- [REQUIRED WORK]
From the opening line of the records through the line bearing "### Implementation Details", set down every line exactly.
::::::
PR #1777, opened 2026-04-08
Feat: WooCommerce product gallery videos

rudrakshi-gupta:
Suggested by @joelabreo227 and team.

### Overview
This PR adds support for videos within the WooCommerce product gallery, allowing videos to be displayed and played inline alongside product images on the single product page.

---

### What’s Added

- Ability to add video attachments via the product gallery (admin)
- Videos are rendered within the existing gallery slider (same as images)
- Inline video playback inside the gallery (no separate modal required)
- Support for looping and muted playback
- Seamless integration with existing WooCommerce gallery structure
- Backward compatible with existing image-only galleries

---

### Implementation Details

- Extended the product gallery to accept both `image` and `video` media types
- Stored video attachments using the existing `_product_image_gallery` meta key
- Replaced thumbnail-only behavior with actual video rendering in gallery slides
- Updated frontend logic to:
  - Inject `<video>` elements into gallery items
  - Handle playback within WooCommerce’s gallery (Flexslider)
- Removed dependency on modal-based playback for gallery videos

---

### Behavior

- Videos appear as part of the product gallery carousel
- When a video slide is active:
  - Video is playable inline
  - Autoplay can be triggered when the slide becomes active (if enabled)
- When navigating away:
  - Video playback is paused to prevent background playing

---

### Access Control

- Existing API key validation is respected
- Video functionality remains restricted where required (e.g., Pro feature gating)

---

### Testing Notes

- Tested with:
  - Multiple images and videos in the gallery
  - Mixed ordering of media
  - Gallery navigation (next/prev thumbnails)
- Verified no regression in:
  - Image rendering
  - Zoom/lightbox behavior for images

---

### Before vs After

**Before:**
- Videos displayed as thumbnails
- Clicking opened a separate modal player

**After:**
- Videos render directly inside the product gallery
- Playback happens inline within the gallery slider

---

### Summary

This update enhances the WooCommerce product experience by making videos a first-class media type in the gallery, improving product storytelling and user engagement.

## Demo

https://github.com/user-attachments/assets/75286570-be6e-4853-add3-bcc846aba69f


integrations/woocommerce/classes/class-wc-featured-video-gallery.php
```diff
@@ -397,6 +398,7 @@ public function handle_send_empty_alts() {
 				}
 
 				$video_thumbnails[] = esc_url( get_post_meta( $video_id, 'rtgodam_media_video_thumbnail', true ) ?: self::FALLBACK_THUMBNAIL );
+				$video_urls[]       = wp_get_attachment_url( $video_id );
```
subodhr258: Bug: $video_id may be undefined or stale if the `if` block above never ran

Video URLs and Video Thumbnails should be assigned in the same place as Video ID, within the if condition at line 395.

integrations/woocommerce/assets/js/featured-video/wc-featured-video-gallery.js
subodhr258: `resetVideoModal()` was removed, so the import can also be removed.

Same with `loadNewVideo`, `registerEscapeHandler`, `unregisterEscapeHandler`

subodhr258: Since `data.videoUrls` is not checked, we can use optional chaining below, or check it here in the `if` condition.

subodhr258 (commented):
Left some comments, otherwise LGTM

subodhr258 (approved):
::::::
- [SOLUTION FOR THIS EXERCISE]
PR #1777, opened 2026-04-08
Feat: WooCommerce product gallery videos

rudrakshi-gupta:
Suggested by @joelabreo227 and team.

### Overview
This PR adds support for videos within the WooCommerce product gallery, allowing videos to be displayed and played inline alongside product images on the single product page.

---

### What’s Added

- Ability to add video attachments via the product gallery (admin)
- Videos are rendered within the existing gallery slider (same as images)
- Inline video playback inside the gallery (no separate modal required)
- Support for looping and muted playback
- Seamless integration with existing WooCommerce gallery structure
- Backward compatible with existing image-only galleries

---

### Implementation Details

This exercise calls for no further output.